For instance consider $Z=Y+X$ random variable, it has some distribution so $P(Z>0)=\int_{0}^{\infty}f_Z(x)dx$ is it obvious that this is equal to $\int_{x+y>0}f_{X,Y}(x,y)dxdy$ ? IT just seems to me, while reading my textbook that these "obviously" give the same answer, but that is not clear to me. Is the proof "involved" or actually almost definitional?
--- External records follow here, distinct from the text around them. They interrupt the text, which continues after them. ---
PR #2030, opened 2016-05-12
WIP: Introduces a new design for web-inspector

ronaldosilva:
This is an UI implementation to visualyze flow data that
is being generated by Soletta.

This patch adds the basic features/images of the
tool.

Signed-off-by: Ronaldo Pereira <ronaldo.silva@intel.com>


ronaldosilva:
This is a WIP patch, please do not merge it already. It misses some needed functionalities.

Could you guys please start reviewing this patch ?

src/bin/sol-fbp-runner/Port.js
```diff
@@ -0,0 +1,122 @@
...
+	'use strict'
+
+	function Port (params) {
+
+		//data properties
+		var instance = this; //returns the __proto__ of the object
+
+		this.name = params["name"];
+		this.value = params["value"];
+		this.type = params["type"] || "in";
```
barbieri: are you receiving empty type? That shouldn't happen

Now onto conditional random variable, say $X|Y=k$. Here is where things get weird. Intuitively I want to say $P(X<a|Y=k)=\frac{\mu(X^{-1}(-\infty,a))\cap Y^{-1}(k))}{\mu( Y^{-1}(k))}$ but the denominator will have measure $0$ in many cases. So this is not the way to view this?
Thank you, I hope my ramblings are not undecipherable and I would greatly appreciate any comments.
For your first question, I think it's mostly definitional, with possible confusion from the product measure on $\mathbb R^2$ compared to integrating along each variable.
For your $(X,Y)$ random variable, we've defined a measure on $\mathbb R^2$ via $\mu \circ (X,Y)^{-1}$ which applies to Borel subsets of $\mathbb R^2$ generated from intersections and unions of rectangles, even if we often apply this to rectangles $A \times B$ as in your section on joint distributions. So we really have $$ \mathbb P((X,Y) \in A) = \int_A f_{X,Y}(x,y) \, d(x,y) $$ on which we can then use Fubini (given positivity and finiteness) to split into integrating with respect to $x$ and $y$ separately, which is how we usually do our integration, so in this case $$ \mathbb P(X+Y>0) = \int_{-\infty}^{+\infty} \int_{-y}^\infty f_{X,Y}(x,y) \, dx \ dy $$
As for conditional probability, you usually force the denominator to have positive probability. If you've seen conditional expectation you can also use that, in the same way that $\mathbb P(A) = \mathbb E[ \chi_A]$ for $\chi_A$ the indicator function of $A$: $$\mathbb P(A\mid \mathcal F) := \mathbb E[\chi_A \mid \mathcal F]$$ for some $\sigma$-algebra $\mathcal F$, which you can take to be pretty much just an event to get $\mathbb P(A \mid B)$.